The `0.8132 ± 0.0001` precision on GRPO step 160+ is not reproducibility precision — it is the eval rollout helper falling back to the deterministic heuristic on every invalid action. The heuristic produces `0.8132` exactly because both the heuristic and the arbitration adjudicator are deterministic given (case, packet).
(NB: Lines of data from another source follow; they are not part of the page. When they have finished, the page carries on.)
PR #1272, opened 2024-02-27
chore: remove the legacy video demo app

oliverlaz:
### Overview

As part of #1194, this application was merged with the one we use for internal testing (react-dogfood). As we don't want to maintain this codebase anymore, this PR removes the app's code.
We know some customers might have looked into it and that is why the `react-video-demo` directory stays in the React sample apps. The Readme is updated with a hint to look at the React Dogfood app instead.


myandrienko (approved):
image

PR #1276, opened 2024-02-29
feat: SFU stats reporter (experimental)

oliverlaz:
### Overview

Adds experimental support for WebRTC stats reporting towards the SFU.


packages/client/src/client-details.ts
```diff
@@ -30,13 +35,26 @@ export const getDeviceInfo = () => {
...
+
+export const setWebRTCInfo = (info: WebRTCInfoType) => {
+  webRtcInfo = info;
+};
+
+export type LocalClientDetailsType = ClientDetails & {
+  webRTCInfo?: WebRTCInfoType;
+};
+
+export const getClientDetails = (): LocalClientDetailsType => {
```
oliverlaz, line 50: I wouldn't change the return type of this method as it is used in `Call.join()`.

I'm perfectly fine with using `getWebRtcVersion()` in `SfuStatsReporter`

packages/react-native-sdk/src/utils/setClientDetails.ts
```diff
@@ -3,9 +3,11 @@ import {
   setDeviceInfo,
   setOSInfo,
   SfuModels,
+  setWebRTCInfo,
 } from '@stream-io/video-client';
 import { Platform } from 'react-native';
 import { version } from '../version';
+import RNWebRTCPackageJSON from '@stream-io/react-native-webrtc/package.json';
```
oliverlaz, line 10: Does this work? I think the SDK is doing self-importing. Perhaps change to `import package from '../../package.json'?
Or have this value injected as part of the build process?
- https://github.com/GetStream/stream-video-js/blob/main/packages/react-sdk/rollup.config.mjs#L32-L35
- https://github.com/GetStream/stream-video-js/blob/main/packages/react-sdk/index.ts#L17-L26

oliverlaz:
Replaced with #1297.

PR #1296, opened 2024-03-22
feat(call): Add getCallStats method

su225:


packages/client/src/gen/coordinator/index.ts
```diff
@@ -4407,6 +4610,31 @@ export interface UpdatedCallPermissionsEvent {
...
+   * @memberof UserInfoResponse
+   */
+  Image: string;
+  /**
+   *
+   * @type {string}
+   * @memberof UserInfoResponse
+   */
+  Name: string;
+}
```
oliverlaz, line 4637: @su225, I'll update these once we get an updated schema (lowercaps props).

su225: This is fixed: https://github.com/GetStream/protocol/blob/d3f2446403f533bd624aad41209436964e555586/openapi/video-openapi.yaml#L2482-L2492

su225:
Restoring the branch to make CI in BE happy :D

PR #1302, opened 2024-03-29
feat(react-native): add screen share and chat to livestream sample

santhoshvai:


packages/react-native-sdk/src/components/Participant/ParticipantView/VideoRenderer.tsx
santhoshvai, line 1: fixes in this file

* do not subscribe or inform visibility states for local-participant
* add missing visibility states for screen share

khushal87:
On the host side, the video of the host is not visible at all if he is sharing screen, not even in a participant view.

On the viewer side, as you have already put in, we need a label that someone is sharing a screen, also the floating participant view is behind the top and bottom view, although this is not something that you have introduced in your PR.

khushal87:
When the screen sharing is started, the button of screen sharing should change the icon to stop and the color should also be red IMO. Currently there is no user feedback on if the screen has been shared by a host.

packages/react-native-sdk/src/components/Call/CallControls/ScreenShareButton.tsx
```diff
@@ -43,78 +33,20 @@ export const ScreenShareButton = ({
...
-        onScreenShareStoppedHandlerRef.current?.();
-        await call?.stopPublish(SfuModels.TrackType.SCREEN_SHARE);
-      }
-    }
-  };
+  const {
+    isScreenSharingEnabledInCall,
+    isScreenSharingAccessRequestEnabled,
+    CanDeviceScreenShare,
+    onPress,
```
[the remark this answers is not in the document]
santhoshvai: I think I better rename the button to ScreenShareToggleButton

packages/react-native-sdk/src/components/Livestream/HostLivestream/HostLivestream.tsx
```diff
@@ -72,7 +71,7 @@ export const HostLivestream = ({
   };
 
   return (
-    <SafeAreaView
```
santhoshvai, line 75: @khushal87 we should never use safeareaview inside the SDK

we have to let the user do the safe area stuff.. as these components can be inside bottom tabs.. half height of screens etc

packages/react-native-sdk/src/utils/StreamVideoRN/index.ts
santhoshvai, line 1: unrelevant change to this PR

this enables awaiting in the logout process (optionally)

PR #1310, opened 2024-04-08
feat: user feedback

su225:


packages/client/src/gen/coordinator/index.ts
```diff
@@ -2008,6 +2008,64 @@ export interface ClosedCaptionEvent {
...
+ * @export
+ * @interface CollectUserFeedbackRequest
+ */
+export interface CollectUserFeedbackRequest {
+  /**
+   *
+   * @type {object}
+   * @memberof CollectUserFeedbackRequest
+   */
+  custom?: object;
```
oliverlaz, line 2023:
```suggestion
  custom?: { [key:string]: any };
```

oliverlaz: This is a general issue that still hasn't been resolved in the OpenAPI schema. Can you please change the `object` as suggested?

oliverlaz (approved):

PR #1314, opened 2024-04-11
fix(react-native): change objectFit to contain for screensharing ParticipantView

khushal87:


packages/react-native-sdk/src/components/Call/CallLayout/CallParticipantsSpotlight.tsx
```diff
@@ -113,6 +113,7 @@ export const CallParticipantsSpotlight = ({
                   callParticipantsSpotlight.spotlightContainer,
                 ]
           }
+          objectFit="contain"
```
santhoshvai, line 116: dont we need to set as contain only for screenshare tracks? here it is also set for video tracks

PR #1330, opened 2024-04-29
fix(state): optimized Call State updates

oliverlaz:
### Overview

**Observables emitting primitive values will emit only when the value changes**
`false` -> `false` - the subscribers won't run for the second update as the value didn't change

**updateOrAddParticipant doesn't iterate the participant array twice before updating or adding a participant**
We were iterating the participant array to figure out whether to add a participant or update an existing one. Then, we create a shallow clone of the array and apply the updates. This isn't optimal.
Now, these two operations are merged into one operation.

### DIFF
--- a/packages/client/src/store/CallState.ts
+++ b/packages/client/src/store/CallState.ts
@@ -398,9 +398,8 @@ export class CallState {
      */
     const isShallowEqual = <T>(a: Array<T>, b: Array<T>): boolean => {
       if (a.length !== b.length) return false;
-      for (let i = 0; i < a.length; i++) {
-        if (b.indexOf(a[i]) === -1) return false;
-      }
+      for (const item of a) if (!b.includes(item)) return false;
+      for (const item of b) if (!a.includes(item)) return false;
       return true;
     };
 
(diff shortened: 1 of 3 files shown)


packages/client/src/store/CallState.ts
```diff
@@ -376,33 +372,60 @@ export class CallState {
...
     this.thumbnails$ = this.thumbnailsSubject.asObservable();
 
+    /**
+     * Performs shallow comparison of two arrays.
+     * Expects primitive values: [1, 2, 3] is equal to [2, 1, 3].
+     */
+    const isShallowEqual = <T>(a: Array<T>, b: Array<T>): boolean => {
+      if (a.length !== b.length) return false;
+      for (let i = 0; i < a.length; i++) {
+        if (b.indexOf(a[i]) === -1) return false;
```
myandrienko, line 402: a = [1, 2, 2]
b = [1, 2, 3]

Will return true.

I suppose in our case all values are unique, but worth looking into it.

oliverlaz: Good point. Let me see how to fix this efficiently :)

oliverlaz: Fixed with: [affbc30](https://github.com/GetStream/stream-video-js/pull/1330/commits/affbc3003123e492cbde65c735ed6c390e22c10b)

PR #1335, opened 2024-05-02
fix(devices): API to disable speaking while muted notifications

### LINKED ISSUE #1329: Disable microphone while muted

**Describe the solution you'd like**
Currently when the microphone is muted via `micrphone.disable()` it just disables the track/stream. However, the microphone is still enabled on the device and is actively listening, I believe this is to support the `SpeakingWhileMutedDetection`. It would be nice if it was possible to truly disable the microphone while muted, this is particularly useful in a PTT type of application. Without this our users see the microphone privacy/notification constantly active on their device, even though they muted (not pushing PTT).

oliverlaz:
### Overview

A joint PR that fixes a couple of related issues:
- Adds an API that disables speaking while muted notifications - fixes #1329
- The selected device can't be reliably detected when audio or video filters are used
- Audio tracks are now stopped (instead of disabled) on the Web - this should release the mic allocation
- Fixed an issue in `usePersistedDevicePreferences()` where the camera and mic were automatically enabled after a call had been left
- Pronto and Video Demo now remember the last used video filter and they enable it automatically

### DIFF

See [`SPECIFICATION_GAMING.md`](SPECIFICATION_GAMING.md) for the full diagnostic.

GRPO numbers in earlier rows (step 0 / step 1 / step 80) have wider variance because the trainer's sampling is stochastic and only 30–60% of steps see a non-zero gradient (see [`METHOD.md`](METHOD.md) §3 for why).
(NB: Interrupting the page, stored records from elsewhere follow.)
PR #1342, opened 2024-05-07
fix: optimistically toggle device status

myandrienko:
Clicking on camera, microphone and screen share toggles gives immediate visual feedback, even if actually enabling/disabling a device takes longer.

Marked as `fix` mostly for semver reasons.


packages/react-sdk/src/hooks/useOptimisticDeviceStatus.ts
```diff
@@ -0,0 +1,32 @@
...
+  const requestPromise = useRef<Promise<void> | null>(null);
+
+  useEffect(() => {
+    console.log({ optimisticIsMute, isMute });
+    if (optimisticIsMute !== isMute && requestPromise.current === null) {
+      requestPromise.current = manager.toggle().finally(() => {
+        requestPromise.current = null;
+      });
+    }
+  }, [manager, optimisticIsMute, isMute]);
```
myandrienko, line 21: "Eventual consistency" :)

Update `optimisticIsMute` first, then deal with doing actual work in an effect.

packages/react-sdk/src/hooks/useOptimisticDeviceStatus.ts
```diff
@@ -0,0 +1,32 @@
+import { useCallback, useEffect, useRef, useState } from 'react';
+
+interface Toggleable {
+  toggle: () => Promise<void>;
+}
```
myandrienko, line 5: Unfortunately no way to use `InputMediaDeviceManager` type here because of private members and nominal typing.

oliverlaz: What would happen if `toggle()` throws an error for any reason?

myandrienko: Good question. I've added handling for that case. In that case we reset the optimistic state: https://github.com/GetStream/stream-video-js/pull/1342/commits/e485ec304e616d963e09ec16515bb8c3bec0fa2f

packages/client/src/devices/InputMediaDeviceManager.ts
```diff
@@ -18,11 +21,7 @@ export abstract class InputMediaDeviceManager<
   /**
    * @internal
    */
-  enablePromise?: Promise<void>;
-  /**
-   * @internal
-   */
-  disablePromise?: Promise<void>;
+  statusChangePromise?: Promise<void>;
```
myandrienko, line 24: Store enable/disable promise in a single value. We can use `this.state.pendingStatus` to differentiate between the two, but usually that is not necessary.

packages/client/src/devices/InputMediaDeviceManager.ts
```diff
@@ -63,16 +63,23 @@ export abstract class InputMediaDeviceManager<
...
-    this.enablePromise = this.unmuteStream();
-    try {
-      await this.enablePromise;
-      this.state.setStatus('enabled');
-      this.enablePromise = undefined;
-    } catch (error) {
-      this.enablePromise = undefined;
-      throw error;
-    }
+    if (this.state.pendingStatus === 'enabled') return;
```
myandrienko, line 66: 1. If there already is a pending request to enable device - do nothing, the device will end up enabled anyway.

packages/client/src/devices/InputMediaDeviceManager.ts
```diff
@@ -63,16 +63,23 @@ export abstract class InputMediaDeviceManager<
...
+    const signal = this.nextAbortableStatusChangeRequest('enabled');
```
myandrienko, line 67: 2. Cancel any pending request that hasn't started yet.
3. Set pending status to `enabled`.

packages/client/src/devices/InputMediaDeviceManager.ts
```diff
@@ -63,16 +63,23 @@ export abstract class InputMediaDeviceManager<
...
+      } finally {
+        if (!signal.aborted) {
+          if (!signal.aborted) this.resetStatusChangeRequest();
+        }
+      }
+    };
+    this.statusChangePromise = this.statusChangePromise
+      ? this.statusChangePromise.then(doEnable)
+      : doEnable();
+    await this.statusChangePromise;
```
myandrienko, line 82: 4. If there's already a pending request in the works, queue to run after it. Otherwise, run immediately.

packages/client/src/devices/InputMediaDeviceManager.ts
```diff
@@ -63,16 +63,23 @@ export abstract class InputMediaDeviceManager<
...
-      this.state.setStatus('enabled');
-      this.enablePromise = undefined;
-    } catch (error) {
-      this.enablePromise = undefined;
-      throw error;
-    }
+    if (this.state.pendingStatus === 'enabled') return;
+    const signal = this.nextAbortableStatusChangeRequest('enabled');
+    const doEnable = async () => {
+      if (signal.aborted) return;
```
myandrienko, line 69: 5. Check if the request was canceled. That can happen if the request was scheduled to run, but then a new request came in and canceled it (see p. 2).

packages/client/src/devices/InputMediaDeviceManager.ts
```diff
@@ -63,16 +63,23 @@ export abstract class InputMediaDeviceManager<
...
+      try {
+        await this.unmuteStream();
+        this.state.setStatus('enabled');
```
myandrienko, line 72: 6. Do the actual work.

packages/client/src/devices/InputMediaDeviceManager.ts
```diff
@@ -63,16 +63,23 @@ export abstract class InputMediaDeviceManager<
...
+      } finally {
+        if (!signal.aborted) {
+          if (!signal.aborted) this.resetStatusChangeRequest();
+        }
```
myandrienko, line 76: 7. If we are the last request in the queue - clean up all the pending stuff.

packages/react-sdk/src/components/CallControls/ScreenShareButton.tsx
```diff
@@ -26,10 +26,11 @@ export const ScreenShareButton = (props: ScreenShareButtonProps) => {
...
 
-  const { screenShare, isMute: amIScreenSharing } = useScreenShareState();
-  const disableScreenShareButton = amIScreenSharing
-    ? isSomeoneScreenSharing || isScreenSharingAllowed === false
-    : false;
+  const { screenShare, optimisticIsMute } = useScreenShareState();
+  const amIScreenSharing = !optimisticIsMute;
+  const disableScreenShareButton =
+    !amIScreenSharing &&
+    (isSomeoneScreenSharing || isScreenSharingAllowed === false);
```
myandrienko, line 33: This was breaking my brain until I realized that the `amIScreenSharing` variable was named incorrectly.

santhoshvai:
Great! we would need to add this in react-native as well

cc @khushal87

myandrienko:
> Great! we would need to add this in react-native as well
> 
> cc @khushal87

Hopefully it'll be very easy for you, just use `optimisticStatus` instead of `status` for the UI 🤞

oliverlaz (approved):
Looks good to me. @szuperaz would you like to take a look as well?

szuperaz:
> Looks good to me. @szuperaz would you like to take a look as well?

I'll take a quick look now

szuperaz (approved):
Really nice solution!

## 6. Reproducing the figures

After the eval cell completes, two PNGs are written to `docs/figures/`:

- `training_curve.png` — overall mean score vs GRPO step, with heuristic and naive baselines as dashed lines.
- `training_curve_by_family.png` — per-difficulty curves on the same axes.
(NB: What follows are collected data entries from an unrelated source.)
PR #1394, opened 2024-06-07
fix: improve browser permission handling

myandrienko:
Adds a new `BrowserPermission` class that handles common tasks around browser permissions (like camera and microphone access):

1. Keeps track of the current permission state
2. Allows prompting for permission
3. Makes sure we don't prompt for permission too often

To make sure we don't prompt for permission too often, we separate all actions that require a permission into two groups. Low priority actions (like listing audio/video devices) are not allowed to prompt for permission more than once. High priority actions (like enabling an audio/video stream) can prompt for permissions again, it the prompt was previously dismissed.

The `BrowserPermission#prompt` method also doesn't allow running two prompts for the same permission at once.

Most of these changes are relevant to Chrome (Chromium), which is the only browser that allows dismissing permission prompts.

This PR also restructures `get[Audio/Video]Devices` observables, so that they react to the change in browser permissions.


packages/client/src/devices/BrowserPermission.ts
```diff
@@ -0,0 +1,152 @@
...
+import { getLogger } from '../logger';
+import { disposeOfMediaStream } from './devices';
+import { withoutConcurrency } from '../helpers/concurrency';
+
+interface BrowserPermissionConfig {
+  constraints: DisplayMediaStreamOptions;
+  queryName: PermissionName;
+}
+
+export class BrowserPermission {
```
myandrienko, line 12: 🍓 Start review here.

packages/client/src/devices/BrowserPermission.ts
```diff
@@ -0,0 +1,152 @@
...
+  async prompt({
+    forcePrompt = false,
+    throwOnNotAllowed = false,
+  }: { forcePrompt?: boolean; throwOnNotAllowed?: boolean } = {}) {
+    await withoutConcurrency(
+      `permission-prompt-${this.permission.queryName}`,
+      async () => {
+        if (
+          (await this.getState()) !== 'prompt' ||
+          (this.wasPrompted && !forcePrompt)
```
myandrienko, line 75: BrowserPermission will not allow re-prompting for a permission unless explicitly allowed to do so.

packages/client/src/devices/BrowserPermission.ts
```diff
@@ -0,0 +1,152 @@
...
+
+          return isGranted;
+        }
+
+        try {
+          this.wasPrompted = true;
+          const stream = await navigator.mediaDevices.getUserMedia(
+            this.permission.constraints,
+          );
+          disposeOfMediaStream(stream);
```
myandrienko, line 94: To prompt, we `getUserMedia` and then immediately dispose the media stream.

packages/client/src/devices/BrowserPermission.ts
```diff
@@ -0,0 +1,152 @@
...
+          });
+          throw e;
+        }
+      },
+    );
+  }
+
+  listen(cb: (state: PermissionState) => void) {
+    this.listeners.add(cb);
+    if (this.state) cb(this.state);
```
myandrienko, line 121: Helpful feature: the listener will immediately fire if the permission state is already known.

packages/client/src/devices/BrowserPermission.ts
```diff
@@ -0,0 +1,152 @@
...
+      (handler) => this.listen(handler),
+      (handler, unlisten) => unlisten(),
+    ).pipe(
+      // In some browsers, the 'change' event doesn't reliably emit and hence,
+      // permissionState stays in 'prompt' state forever.
+      // Typically, this happens when a user grants one-time permission.
+      // Instead of checking if a permission is granted, we check if it isn't denied
+      map((state) => state !== 'denied'),
+    );
+  }
```
myandrienko, line 136: Creates an observable from a listener on `permissionStaus.onchange`.

packages/client/src/devices/devices.ts
```diff
@@ -16,49 +19,28 @@ import { getLogger } from '../logger';
...
-      if (needsGetUserMedia) {
-        let mediaStream: MediaStream | undefined;
-        try {
-          mediaStream = await navigator.mediaDevices.getUserMedia(constraints);
-          devices = await navigator.mediaDevices.enumerateDevices();
-        } finally {
-          if (mediaStream) disposeOfMediaStream(mediaStream);
-        }
+      if (shouldPromptForBrowserPermission) {
+        await permission.prompt({ throwOnNotAllowed: true });
```
myandrienko, line 32: Enumerating devices is not an important enough action to allow re-prompting for a permission, so we use the default here (`forcePrompt: false`).

packages/client/src/devices/devices.ts
```diff
@@ -87,97 +69,92 @@ const videoDeviceConstraints = {
...
-    map((values) => values.filter((d) => d.kind === 'audioinput')),
+export const getAudioDevices = lazy(() => {
+  return merge(
+    getDeviceChangeObserver(),
+    getAudioBrowserPermission().asObservable(),
+  ).pipe(
+    startWith(undefined),
+    concatMap(() => getDevices(getAudioBrowserPermission(), 'audioinput')),
+    shareReplay(1),
   );
```
myandrienko, line 119: An observable with a list of devices will now emit when permission changes.

packages/client/src/devices/devices.ts
```diff
@@ -197,7 +174,20 @@ export const getAudioStream = async (
       ...trackConstraints,
     },
   };
-  return getStream(constraints);
+
+  try {
+    await getAudioBrowserPermission().prompt({
+      throwOnNotAllowed: true,
+      forcePrompt: true,
```
myandrienko, line 181: Enabling camera/microphone is an important enough operation to allow prompting for the permission again if the prompt was previously dismissed.

szuperaz (approved):
Sorry for taking so long with the review, it looks good to me. I think it might be good to ask for a review and test from the RN team as well.

packages/client/src/helpers/lazy.ts
```diff
@@ -0,0 +1,15 @@
+const uninitialized = Symbol();
```
arnautov-anton, line 1:
```suggestion
const uninitialized = Symbol('uninitialized');
```

packages/client/src/helpers/lazy.ts
```diff
@@ -0,0 +1,15 @@
...
+
+/**
+ * Lazyly creates a value using a provided factory
```
arnautov-anton, line 4:
```suggestion
 * Lazily creates a value using a provided factory
```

Both are committed to the repo so judges who do not run the notebook can still see the results.

## 7. Test suite

```bash
pytest -q tests/
```

Should output:

```
113 passed in ~7s
```

Failures here indicate environment, grader, or training-pipeline regressions. See `tests/conftest.py` for fixture details.

## 8. Running the trained agent

After the notebook completes, the SFT and GRPO adapters are saved under:

- `/content/sft-merchant-agent/final/` (or `WORK_DIR/sft-merchant-agent/final/` locally)
- `/content/grpo-merchant-agent/final/`

To use the trained model in the inference path:

```python
from transformers import AutoModelForCausalLM, AutoTokenizer
from peft import PeftModel
import torch

base = AutoModelForCausalLM.from_pretrained(
    'Qwen/Qwen2.5-3B-Instruct', torch_dtype=torch.float16, device_map='cuda',
)
sft = PeftModel.from_pretrained(base, 'sft-merchant-agent/final')
merged = sft.merge_and_unload()
trained = PeftModel.from_pretrained(merged, 'grpo-merchant-agent/final')
trained.eval()

tok = AutoTokenizer.from_pretrained('Qwen/Qwen2.5-3B-Instruct')
# ... use trained as the policy in run_episode_with_text_policy()
```

See [`RUNNING_THE_AGENT.md`](RUNNING_THE_AGENT.md) for the full inference path.